Cet événement, tragique en soi, a surtout révélé la fragilité des relations bilatérales. Le Kremlin a tenté de minimiser, mais Bakou, cette fois, ne s’est pas contenté d’un simple “désolé”. Aliyev a exigé des réparations et une reconnaissance officielle de la faute. Sans succès. Depuis, la méfiance domine.
Une relation minée par le mépris
Au-delà du crash, l’Azerbaïdjan semble reprocher à la Russie une attitude condescendante, voire humiliante. Des médias russes proches du pouvoir n’ont pas hésité à qualifier Aliyev de “rustre” et à remettre en question la souveraineté de Bakou sur le Haut-Karabakh. Pire encore, des figures de la Douma sont allées jusqu’à suggérer que l’Azerbaïdjan ne pouvait être considéré comme un véritable allié.
La réponse ne s’est pas fait attendre : médias azerbaïdjanais pro-gouvernementaux ont raillé la Russie, allant jusqu’à souligner que les ressources pétrolières de Bakou avaient été cruciales pour la victoire soviétique en 1945 – un rôle jamais reconnu à sa juste valeur.
Un divorce stratégique ou simple dispute passagère ?
Derrière le tumulte diplomatique, la question centrale reste : assiste-t-on à une rupture définitive ou à une crise ponctuelle ? Plusieurs signes suggèrent une prise de distance progressive, notamment avec l’émergence de nouvelles alliances énergétiques et militaires de l’Azerbaïdjan, notamment vers la Turquie et Israël.
Cependant, la Russie reste un partenaire commercial clé, en particulier pour le corridor Nord-Sud, axe logistique stratégique.
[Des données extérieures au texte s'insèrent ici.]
PR #4231, opened 2021-07-13
support for checkoxes

### LINKED ISSUE #4229: Support for list of checkboxes in JSON schema form

Would like to be able to use a list of checkboxes in a JSON form. For example, adding this to the schema:

```
    "causes": {
      "title": "Possible causes",
      "description": "Select which vaccinations you think may have caused this reaction",
      "type": "array",
      "items": {
        "type": "string",
        "enum": ["Option One", "Option Two", "Other"]
      },
      "uniqueItems": true
    },
```

and this to the UI

```
  "causes": { "ui:widget": "checkboxes" },
```

should display a list of checkboxes.

mark-prins:
Fixes #4229 

## Change summary

Adds the checkboxes component, so it is now possible to add this into the JSON form schema:

```
  "causes": {
      "title": "Possible causes",
      "description": "Select which vaccinations you think may have caused this reaction",
      "type": "array",
      "items": {
        "type": "string",
        "enum": ["Option One", "Option Two", "Other"]
      },
      "uniqueItems": true
    },
```

with the UI schema:

```
  "causes": { "ui:widget": "checkboxes" },
```

and get this in the form:

adr

There's one glitch - a warning is thrown because the form is passing in a text value for the `value` prop, when the component should receive an array. I've found that ignoring this works for me 🤷‍♂️ 

## Testing

- [ ] Add the above to your schema and check the results

### DIFF
--- a/src/widgets/JSONForm/widgets/Checkboxes.js
+++ b/src/widgets/JSONForm/widgets/Checkboxes.js
@@ -65,7 +65,11 @@ const styles = StyleSheet.create({
 
 Checkboxes.propTypes = {
   disabled: PropTypes.bool,
-  value: PropTypes.oneOf([PropTypes.string, PropTypes.boolean]),
+  value: PropTypes.oneOfType([
+    PropTypes.string,
+    PropTypes.bool,
+    PropTypes.arrayOf(PropTypes.string),
+  ]),
   onChange: PropTypes.func.isRequired,
   options: PropTypes.shape({
     enumOptions: PropTypes.arrayOf(PropTypes.any),
--- a/src/widgets/JSONForm/widgets/Checkboxes.js
+++ b/src/widgets/JSONForm/widgets/Checkboxes.js
@@ -1,10 +1,83 @@
-/* eslint-disable no-console */
+/* eslint-disable react/forbid-prop-types */
 import React from 'react';
-import { Text } from 'react-native';
+import { StyleSheet, Text } from 'react-native';
+import PropTypes from 'prop-types';
+import CheckBox from '@react-native-community/checkbox';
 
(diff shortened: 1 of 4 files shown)


joshxg (approved):
Works great 🎉 

I think this fixes the prop type warning?

```
value: PropTypes.oneOfType([
    PropTypes.arrayOf(PropTypes.string),
    PropTypes.arrayOf(PropTypes.bool),
  ]),
```

Then I got another one for `radio` 🙄  for which I needed to change to use `value: PropTypes.oneOfType([PropTypes.string, PropTypes.bool]),` 

then I got more about formats and the rabbit hole kept going and going and I backed out before I got to stuck...

katherine-sussol (dismissed):
Oh nice - LGTM

(soz I also released 8.1.1 just as soon as I saw the PR so might need another branch off master? 😆 )

mark-prins:
> I think this fixes the prop type warning?

Oh 🤦  of course. thanks

src/widgets/JSONForm/widgets/Checkboxes.js
```diff
@@ -1,10 +1,87 @@
...
+
+const styles = StyleSheet.create({
+  root: { paddingLeft: 10, paddingTop: 10 },
+  row: { flex: 0, flexDirection: 'row' },
+  label: { fontFamily: APP_FONT_FAMILY, marginLeft: 10, marginTop: 7 },
+});
+
+Checkboxes.propTypes = {
+  disabled: PropTypes.bool,
+  value: PropTypes.oneOfType([
```
mark-prins, line 68: oops. Needed to be `oneOfType` rather than `oneOf`
f377d25a7

PR #5047, opened 2022-12-28
#5039 Stocktake reasoning resolved

### LINKED ISSUE #5039: Stocktake reasoning: If no difference user should be allowed to finalize the stock take
## Describe the bug

Sometimes user use stock take just to change price, batch, suppliers not only quantity. So in that case, if the difference is 0 then it's not allowing to finalize the stock take.
### To reproduce

1. Go to Stock take.
2. Create new.
3. Just change batch or price.
4. Finalize see error.

### Expected behaviour

If differen is N/A for all lines it should show exisitng alert and if any other lines have difference 0 then still need to allow to finalize and if the difference is higher than 0 then reason set alert must be shown incase of empty.
### Proposed Solution

### Version and device info

- App version: 8.6 rc3
- Tablet model: lenovo
- OS version:

arjunSussol:
Stocktake reasoning issue fixed

Fixes #5039 

## Change summary

One should set reason to a valid batch if reasoning is activated

## Testing

- [ ] Enable reason (positive and negative) from desktop
- [ ] Sync to mobile well
- [ ] Before testing make sure to test for different type of test case scenario as below then follow from step 4
  - It looks at only counted items, then check all batches of that items.
  - If the batch has counted and there is quantity difference then look at its valid reason.
  - If reason is not set then don't allow to finalize otherwise finalize
- [ ] Create an stocktake and set reason for some of its batch and ignore for some
- [ ] If at least one batch misses the reason then you can't finalize the stocktake
- [ ] When click the finalize button alert `The reason must be set for each item before finalizing stocktake` popped up.
- [ ] Repeat the test by disabling the reason from desktop and clicking finalize button
- [ ] If reason is disabled then one can easily finalize stocktake.

### DIFF
--- a/src/database/DataTypes/Stocktake.js
+++ b/src/database/DataTypes/Stocktake.js
@@ -201,11 +201,28 @@ export class Stocktake extends Realm.Object {
 
   /**
    * Get if stocktake has any item without reason set
+   * First, get only counted items then check all of its batches
+   * then get only counted batch with some difference
+   * then check reason of those batches
+   *
+   * Return True if at least one of the valid batch doesn't have reason set.
    *
    * @return {boolean}
    */
   get hasReasonNotSet() {
-    return this.items.some(item => item.hasReasonSet === true);
+    const countedBatches = [];
+    const countedItems = this.items.filter(item => item.hasBeenCounted);
+    countedItems.forEach(item => {
+      item.batches.forEach(batch => {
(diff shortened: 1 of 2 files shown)


anildahalsussol (approved):
Looks good

ujwalSussol:
@arjunSussol  working great. 

Only thing is, it would have been good to list a item with problems to make things easier for the user to fix...  A window that can scroll on item list.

Les interdépendances économiques freinent encore les désengagements brutaux, mais les fondations sont ébranlées.
Karabakh : terrain symbolique et politique
En passant sa journée du 9 mai dans le Karabakh, Aliyev a envoyé un double message. À l’intérieur, il galvanise une opinion publique fière de la reconquête territoriale. À l’extérieur, il indique que la Russie n’est plus garante du statu quo. Cette mise en scène politique vise à redessiner le narratif du pouvoir azerbaïdjanais : une nation forte, indépendante, et désormais moins alignée sur le Kremlin.
Vers un nouvel équilibre régional ?
Alors que le conflit en Ukraine a profondément modifié la donne géopolitique, le Caucase devient un théâtre secondaire mais révélateur. L’Azerbaïdjan semble vouloir prendre ses distances, capitalisant sur la faiblesse diplomatique de la Russie et l’élargissement de ses propres leviers d’influence.
La crise actuelle n’est peut-être qu’un épisode dans une reconfiguration plus vaste du rapport de forces. Mais elle marque indéniablement la fin d’une époque, où la Russie pouvait compter sur une fidélité régionale automatique. Le Caucase, plus que jamais, devient un jeu d’échecs à plusieurs mains.